Stored data
________________________
PR #1258, opened 2017-05-26
REL-2928: Use only enabled observations of the appropriate band in time scaling

sraaphorst:
Beforehand, in order to calculate the ratio of program time to total time (for scaling minimum time and awarded time during the skeleton import), we simply summed over all the observations in a proposal.

@cquiroz and @swalker2m pointed out that we should only be doing so for enabled observations in the appropriate band. I have extracted the common shared code out of `Phase1FolderFactory` into the package module that will be used by both, and since this is no longer really a property of a `Proposal` that we should be considering in the P1 model, I moved code from the `Proposal` class that I added here as well.

### DIFF
--- a/bundle/edu.gemini.phase2.skeleton.servlet/src/main/scala/edu/gemini/phase2/skeleton/factory/Phase1FolderFactory.scala
+++ b/bundle/edu.gemini.phase2.skeleton.servlet/src/main/scala/edu/gemini/phase2/skeleton/factory/Phase1FolderFactory.scala
@@ -89,23 +89,13 @@ object Phase1FolderFactory {
   }
 
 
-  // If there is an itac acceptance, then use its band assignment.  Otherwise
-  // just figure we will use the "normal" band 1/2 observations.
-  private def band(proposal: Proposal): Band =
-    (for {
-      itac   <- proposal.proposalClass.itac
-      accept <- itac.decision.right.toOption
-    } yield accept.band).getOrElse(1) match {
-      case 3 => Band.BAND_3
-      case _ => Band.BAND_1_2
-    }
-
   def create(site: core.Site, proposal: Proposal): Either[String, Phase1Folder] = {
     val empty: Either[String, Folder] = Right(Folder.empty(site))
 
-    val b       = band(proposal)
+    val b       = extractBand(proposal)
     val time    = proposal.semester.midPoint
-    val efolder = (empty/:proposal.observations.filter(obs => obs.band == b && obs.enabled)) { (e, obs) =>
+    val obs     = enabledObs(proposal)
+    val efolder = (empty/:obs) { (e, obs) =>
       e.right flatMap { _.add(obs, time) }
     }
 
--- a/bundle/edu.gemini.phase2.skeleton.servlet/src/main/scala/edu/gemini/phase2/skeleton/factory/Phase1FolderFactory.scala
+++ b/bundle/edu.gemini.phase2.skeleton.servlet/src/main/scala/edu/gemini/phase2/skeleton/factory/Phase1FolderFactory.scala
@@ -92,7 +92,6 @@ object Phase1FolderFactory {
   def create(site: core.Site, proposal: Proposal): Either[String, Phase1Folder] = {
     val empty: Either[String, Folder] = Right(Folder.empty(site))
 
-    val b       = extractBand(proposal)
     val time    = proposal.semester.midPoint
     val obs     = enabledObs(proposal)
     val efolder = (empty/:obs) { (e, obs) =>
--- a/bundle/edu.gemini.phase2.skeleton.servlet/src/main/scala/edu/gemini/phase2/skeleton/factory/Phase1FolderFactory.scala
+++ b/bundle/edu.gemini.phase2.skeleton.servlet/src/main/scala/edu/gemini/phase2/skeleton/factory/Phase1FolderFactory.scala
@@ -93,12 +93,9 @@ object Phase1FolderFactory {
     val empty: Either[String, Folder] = Right(Folder.empty(site))
 
     val time    = proposal.semester.midPoint
-    val obs     = enabledObs(proposal)
-    val efolder = (empty/:obs) { (e, obs) =>
-      e.right flatMap { _.add(obs, time) }
-    }
-
-    efolder.right map { _.toPhase1Folder }
+    val obs     = proposal.usableObservations
+    val efolder = obs.foldLeft(empty){ (e, obs) => e.right.flatMap( _.add(obs, time)) }
+    efolder.right.map(_.toPhase1Folder)
   }
 }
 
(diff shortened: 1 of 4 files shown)


bundle/edu.gemini.phase2.skeleton.servlet/src/main/scala/edu/gemini/phase2/skeleton/factory/package.scala
```diff
@@ -1,4 +1,38 @@
...
+import edu.gemini.model.p1.immutable.{Band, Observation, Proposal, TimeAmount}
+
+import scalaz._
+import Scalaz._
+
 package object factory {
+  // Filter to only the enabled observations by appropriate band.
+  def enabledObs(proposal: Proposal): List[Observation] = {
+    val band = extractBand(proposal)
+    proposal.observations.filter(obs => obs.band == band && obs.enabled)
```
cquiroz: We should double check that what's exported from ITAC as enabled corresponds here

bundle/edu.gemini.phase2.skeleton.servlet/src/main/scala/edu/gemini/phase2/skeleton/factory/package.scala
```diff
@@ -1,4 +1,38 @@
...
+
+  // If there is an itac acceptance, then use its band assignment.  Otherwise
+  // just figure we will use the "normal" band 1/2 observations.
+  def extractBand(proposal: Proposal): Band =
+    (for {
+      itac   <- proposal.proposalClass.itac
+      accept <- itac.decision.right.toOption
+    } yield accept.band).getOrElse(1) match {
+      case 3 => Band.BAND_3
+      case _ => Band.BAND_1_2
```
cquiroz: After some discussions this seems correct. The "band" in itac is actually from 1 to 7 😄

sraaphorst: Glad to hear it 😸, since I extracted this directly from `Phase1FolderFactory`, assuming that that code was doing the correct thing.

bundle/edu.gemini.phase2.skeleton.servlet/src/main/scala/edu/gemini/phase2/skeleton/factory/package.scala
sraaphorst: This is also from `Phase1FolderFactory`, which is why I assumed the correspondence was correct, but yes, we should confirm that.

bundle/edu.gemini.phase2.skeleton.servlet/src/main/scala/edu/gemini/phase2/skeleton/factory/Phase1FolderFactory.scala
```diff
@@ -89,23 +89,13 @@ object Phase1FolderFactory {
...
-    }
-
   def create(site: core.Site, proposal: Proposal): Either[String, Phase1Folder] = {
     val empty: Either[String, Folder] = Right(Folder.empty(site))
 
-    val b       = band(proposal)
+    val b       = extractBand(proposal)
     val time    = proposal.semester.midPoint
-    val efolder = (empty/:proposal.observations.filter(obs => obs.band == b && obs.enabled)) { (e, obs) =>
+    val obs     = enabledObs(proposal)
```
swalker2m: We don't use `b` from line 95 since it is handled in `enabledObs`.

sraaphorst:
I just realized that I could clean this up a bit more, too, since the band was used only in `Phase1FolderFactory` for filtering observations. Since I moved this code to the package object, I didn't need to have a band value in `Phase1FolderFactory` and could embed the band code in the observation filtering code in the package object.

bundle/edu.gemini.phase2.skeleton.servlet/src/main/scala/edu/gemini/phase2/skeleton/factory/package.scala
```diff
@@ -1,4 +1,38 @@
 package edu.gemini.phase2.skeleton
 
+import edu.gemini.model.p1.immutable.{Band, Observation, Proposal, TimeAmount}
+
+import scalaz._
+import Scalaz._
+
 package object factory {
+  // Filter to only the enabled observations by appropriate band.
+  def enabledObs(proposal: Proposal): List[Observation] = {
```
swalker2m: Since "enabled" is a thing in `Observation` and since this method does more than filter on `enabled`, perhaps we should name this something else like `usableObservations` or something?

bundle/edu.gemini.phase2.skeleton.servlet/src/main/scala/edu/gemini/phase2/skeleton/factory/package.scala
```diff
@@ -1,4 +1,38 @@
 package edu.gemini.phase2.skeleton
 
+import edu.gemini.model.p1.immutable.{Band, Observation, Proposal, TimeAmount}
+
+import scalaz._
+import Scalaz._
+
 package object factory {
```
swalker2m: All of the methods you add here take `Proposal` as a single argument.  You could also bedazzle them into existence with an `implicit class` that takes a `Proposal` in its constructor.  No big deal but it gives you nicer syntax I think.

bundle/edu.gemini.phase2.skeleton.servlet/src/main/scala/edu/gemini/phase2/skeleton/factory/Phase1FolderFactory.scala
```diff
@@ -89,23 +89,13 @@ object Phase1FolderFactory {
...
+    val efolder = (empty/:obs) { (e, obs) =>
```
tpolecat: This syntax is probably going away in 2.13 so we should probably prefer `.foldLeft` and `.foldRight`.

sraaphorst: I should have realized that, since @swalker2m had just sent me the link yesterday to the style guide that said exactly that these operators should be avoided. I'll change that.

sraaphorst: I should have realized that, since @swalker2m had just sent me the link yesterday to the style guide that said exactly that these operators should be avoided. I'll change that.

sraaphorst:
Agreed with @swalker2m that the pimped (bedazzled?) `Proposal` class is nicer, so I went ahead and made that change.

Also agree with @tpolecat's comment, which I should have caught (ha) since @swalker2m pointed me to the page on the scala style guide yesterday that says exactly this!

bundle/edu.gemini.phase2.skeleton.servlet/src/main/scala/edu/gemini/phase2/skeleton/factory/Phase1FolderFactory.scala
cquiroz: I'm glad, I never liked the operator syntax 🕺

swalker2m:
Looks good to me. 👍 For what it's worth, I always preferred `/:`and `:\' too but I guess I'll have to switch.

PR #1259, opened 2017-05-31
REL-3153: Obsolete GMOS North R150_G5306

swalker2m:
Makes R150_G5306 obsolete to make way for R150_G5308, which should be selected when the PI chooses an R150 filter in the phase 1 proposal.

### DIFF
--- a/bundle/edu.gemini.model.p1/src/main/scala/edu/gemini/model/p1/immutable/package.scala
+++ b/bundle/edu.gemini.model.p1/src/main/scala/edu/gemini/model/p1/immutable/package.scala
@@ -108,7 +108,7 @@ package object immutable {
     val B600  = M.GmosNDisperser.B600_G5307
     val R600  = M.GmosNDisperser.R600_G5304
     val R400  = M.GmosNDisperser.R400_G5305
-    val R150  = M.GmosNDisperser.R150_G5306
+    val R150  = M.GmosNDisperser.R150_G5308
   }
 
   type GmosNFilter = M.GmosNFilter
@@ -256,7 +256,7 @@ package object immutable {
     val HStar   = M.GpiObservingMode.H_STAR
     val HLiwa   = M.GpiObservingMode.H_LIWA
     val HDirect = M.GpiObservingMode.DIRECT_H_BAND
-    
+
     def isCoronographMode(mode: GpiObservingMode):Boolean = mode.value.startsWith("Coronograph")
     def isDirectMode(mode: GpiObservingMode):Boolean = mode.value.endsWith("direct")
     def scienceBand(mode: GpiObservingMode):Option[String] = {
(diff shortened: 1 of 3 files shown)


cquiroz:
Is there some conversion code for older proposals from 5306 to 5308

sraaphorst:
This looks right to me, but as @cquiroz mentioned, do we want to do any conversion for old proposals in `UpConverter`?

swalker2m:
In the Phase 1 XML, the disperser is the same either way:

```
                <disperser>R150</disperser>
```

I thought this was just about picking the correct Phase 2 disperser to match `R150`. There are two options, the now obsolete `R150_G5306` and `R150_G5308`.  The update to the `.xjb` file was done so that it would find the correct one instead of the obsolete version.  It's been a while since I touched this code though so I may be missing something, but I don't think there is any up conversion to be done in this case?

swalker2m:
Here is where the lookup is done (in the skeleton servlet):

```scala
  private def spEnum[E1 <: Enum[E1], E2 <: Enum[E2]](e1: E1, c2: Class[E2]): Either[String, E2] = {
    val e2Opt = c2.getEnumConstants find { _.name() == e1.name() }
    e2Opt.toRight("Could not find matching enum value for %s.%s".format(e1.getClass.getName, e1.name()))
  }
```
and it is called like this:

```scala
    private def disperser(p1: GmosNDisperser): Either[String, GmosNorthType.DisperserNorth] =
     spEnum(p1, classOf[GmosNorthType.DisperserNorth])
```

and the Phase 1 `GmosNDisperser` constants are controlled by the `.xjb` file:

```
        <!-- GmosNDisperser => GmosNorthType.DisperserNorth -->
        <jxb:bindings node="./xsd:simpleType[@name='GmosNDisperser']/xsd:restriction">
            ...
            <jxb:bindings node="./xsd:enumeration[@value='R150']">
                <jxb:typesafeEnumMember name="R150_G5308"/>
            </jxb:bindings>
        </jxb:bindings>
```

which is used in generating the Java-based mutable Phase 1 model.

So while the underlying enum name will differ in the Phase 1 model behind the latest PIT, we pass around the proposal XML.  Perhaps the Phase 1 model version should be bumped up though?

cquiroz:
@swalker2m I see the change is only on the `.xjb`. then you'r right it doesn't really affect the phase1 model

swalker2m:
@cquiroz do you think that the p1 model version should be updated?  I think that implies updating the `pitVersion` in the top-level build file?  Presumably the last digit, "serial compatibility", would be moved up.  So, it would be

```
pitVersion in ThisBuild := OcsVersion("2017B", false, 2, 1, 1)  // was 2, 1, 0
```

Would that cause any issues at skeleton import time?  I think not since the `schemaVersion` remains the same?

cquiroz:
In this case it seems we don't need to update the p1 model, it is only on the mapping to p2, sorry for misleading you

PR #1263, opened 2017-06-01
REL-3162: SPDB build file changes.

sraaphorst:
@swalker2m was attempting to connect to the ODB with VisualVM but found the startup scripts were missing several defines and parameters: this fixes the SPDB `build.sbt` to now add these to the startup scripts.

### DIFF
--- a/app/spdb/build.sbt
+++ b/app/spdb/build.sbt
@@ -51,6 +51,7 @@ def common(version: Version) = AppConfig(
     "-Dcom.sun.management.jmxremote.port=2407",
     "-Dcom.sun.management.jmxremote.ssl=false",
     "-Djava.awt.headless=true",
+    "-Djava.net.preferIPv4Stack=true",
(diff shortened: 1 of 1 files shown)


app/spdb/build.sbt
```diff
@@ -512,6 +516,7 @@ def gnagsodb(version: Version) = AppConfig(
     "-Dedu.gemini.site=north",
     "-Dcron.archive.edu.gemini.dbTools.html.ftpHost=gsagn.hi.gemini.edu",
     "-Dcron.odbMail.SITE_SMTP_SERVER=smtp.hi.gemini.edu",
+    "-Djava.rmi.server.hostname=gnauxodb",
```
swalker2m: Does `gnauxodb` still exist?

sraaphorst: Yes... this is still the empty ODB we use for PIT AGS estimates. We haven't yet simplified this down, but will aim to do so for the PIT 2018A release.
________________________
Work request
Lines after the one containing "Beforehand, in order" are left out; every line from the start of the entries through that line is restated word for word.

Answer space
PR #1258, opened 2017-05-26
REL-2928: Use only enabled observations of the appropriate band in time scaling

sraaphorst:
Beforehand, in order to calculate the ratio of program time to total time (for scaling minimum time and awarded time during the skeleton import), we simply summed over all the observations in a proposal.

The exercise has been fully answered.